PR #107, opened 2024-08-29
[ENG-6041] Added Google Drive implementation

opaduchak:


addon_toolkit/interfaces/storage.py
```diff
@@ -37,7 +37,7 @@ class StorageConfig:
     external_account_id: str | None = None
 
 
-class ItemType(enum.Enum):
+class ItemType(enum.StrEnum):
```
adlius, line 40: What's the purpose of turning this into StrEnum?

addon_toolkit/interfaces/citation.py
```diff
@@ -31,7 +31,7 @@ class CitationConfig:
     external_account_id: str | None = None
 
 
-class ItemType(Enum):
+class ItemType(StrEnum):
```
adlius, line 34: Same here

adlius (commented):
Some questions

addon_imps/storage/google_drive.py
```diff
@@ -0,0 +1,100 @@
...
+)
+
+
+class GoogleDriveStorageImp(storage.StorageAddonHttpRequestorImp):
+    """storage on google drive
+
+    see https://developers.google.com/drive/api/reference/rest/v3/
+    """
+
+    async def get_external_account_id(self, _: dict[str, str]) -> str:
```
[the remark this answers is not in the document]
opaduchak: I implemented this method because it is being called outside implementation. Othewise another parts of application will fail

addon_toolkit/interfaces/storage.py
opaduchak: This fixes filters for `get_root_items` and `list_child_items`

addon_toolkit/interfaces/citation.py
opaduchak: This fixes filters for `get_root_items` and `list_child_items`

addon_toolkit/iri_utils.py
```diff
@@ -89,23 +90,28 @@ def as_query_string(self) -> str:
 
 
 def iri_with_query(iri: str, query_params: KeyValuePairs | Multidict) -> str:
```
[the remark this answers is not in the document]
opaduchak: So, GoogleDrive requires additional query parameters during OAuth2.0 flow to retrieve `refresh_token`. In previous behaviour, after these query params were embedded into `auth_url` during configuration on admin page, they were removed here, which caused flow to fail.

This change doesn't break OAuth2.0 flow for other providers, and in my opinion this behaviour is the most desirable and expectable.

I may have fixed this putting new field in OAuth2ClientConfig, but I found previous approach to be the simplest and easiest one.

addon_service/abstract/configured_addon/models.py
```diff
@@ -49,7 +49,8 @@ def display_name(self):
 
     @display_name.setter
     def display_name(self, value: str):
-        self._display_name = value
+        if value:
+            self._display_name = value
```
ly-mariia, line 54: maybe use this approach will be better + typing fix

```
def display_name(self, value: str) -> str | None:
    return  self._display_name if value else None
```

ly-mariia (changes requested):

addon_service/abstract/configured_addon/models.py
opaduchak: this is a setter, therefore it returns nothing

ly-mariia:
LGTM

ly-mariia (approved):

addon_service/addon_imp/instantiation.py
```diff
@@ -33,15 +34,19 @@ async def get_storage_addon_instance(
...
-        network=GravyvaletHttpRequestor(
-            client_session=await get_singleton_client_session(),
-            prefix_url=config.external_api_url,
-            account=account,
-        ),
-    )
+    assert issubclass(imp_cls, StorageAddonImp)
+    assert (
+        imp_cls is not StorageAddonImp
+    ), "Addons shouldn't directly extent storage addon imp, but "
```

++++

TASK INSTRUCTIONS:
From the first line to the last, write out the listing exactly.

ANSWER TO THIS PROBLEM:
PR #107, opened 2024-08-29
[ENG-6041] Added Google Drive implementation

opaduchak:


addon_toolkit/interfaces/storage.py
```diff
@@ -37,7 +37,7 @@ class StorageConfig:
     external_account_id: str | None = None
 
 
-class ItemType(enum.Enum):
+class ItemType(enum.StrEnum):
```
adlius, line 40: What's the purpose of turning this into StrEnum?

addon_toolkit/interfaces/citation.py
```diff
@@ -31,7 +31,7 @@ class CitationConfig:
     external_account_id: str | None = None
 
 
-class ItemType(Enum):
+class ItemType(StrEnum):
```
adlius, line 34: Same here

adlius (commented):
Some questions

addon_imps/storage/google_drive.py
```diff
@@ -0,0 +1,100 @@
...
+)
+
+
+class GoogleDriveStorageImp(storage.StorageAddonHttpRequestorImp):
+    """storage on google drive
+
+    see https://developers.google.com/drive/api/reference/rest/v3/
+    """
+
+    async def get_external_account_id(self, _: dict[str, str]) -> str:
```
[the remark this answers is not in the document]
opaduchak: I implemented this method because it is being called outside implementation. Othewise another parts of application will fail

addon_toolkit/interfaces/storage.py
opaduchak: This fixes filters for `get_root_items` and `list_child_items`

addon_toolkit/interfaces/citation.py
opaduchak: This fixes filters for `get_root_items` and `list_child_items`

addon_toolkit/iri_utils.py
```diff
@@ -89,23 +90,28 @@ def as_query_string(self) -> str:
 
 
 def iri_with_query(iri: str, query_params: KeyValuePairs | Multidict) -> str:
```
[the remark this answers is not in the document]
opaduchak: So, GoogleDrive requires additional query parameters during OAuth2.0 flow to retrieve `refresh_token`. In previous behaviour, after these query params were embedded into `auth_url` during configuration on admin page, they were removed here, which caused flow to fail.

This change doesn't break OAuth2.0 flow for other providers, and in my opinion this behaviour is the most desirable and expectable.

I may have fixed this putting new field in OAuth2ClientConfig, but I found previous approach to be the simplest and easiest one.

addon_service/abstract/configured_addon/models.py
```diff
@@ -49,7 +49,8 @@ def display_name(self):
 
     @display_name.setter
     def display_name(self, value: str):
-        self._display_name = value
+        if value:
+            self._display_name = value
```
ly-mariia, line 54: maybe use this approach will be better + typing fix

```
def display_name(self, value: str) -> str | None:
    return  self._display_name if value else None
```

ly-mariia (changes requested):

addon_service/abstract/configured_addon/models.py
opaduchak: this is a setter, therefore it returns nothing

ly-mariia:
LGTM

ly-mariia (approved):

addon_service/addon_imp/instantiation.py
```diff
@@ -33,15 +34,19 @@ async def get_storage_addon_instance(
...
-        network=GravyvaletHttpRequestor(
-            client_session=await get_singleton_client_session(),
-            prefix_url=config.external_api_url,
-            account=account,
-        ),
-    )
+    assert issubclass(imp_cls, StorageAddonImp)
+    assert (
+        imp_cls is not StorageAddonImp
+    ), "Addons shouldn't directly extent storage addon imp, but "
```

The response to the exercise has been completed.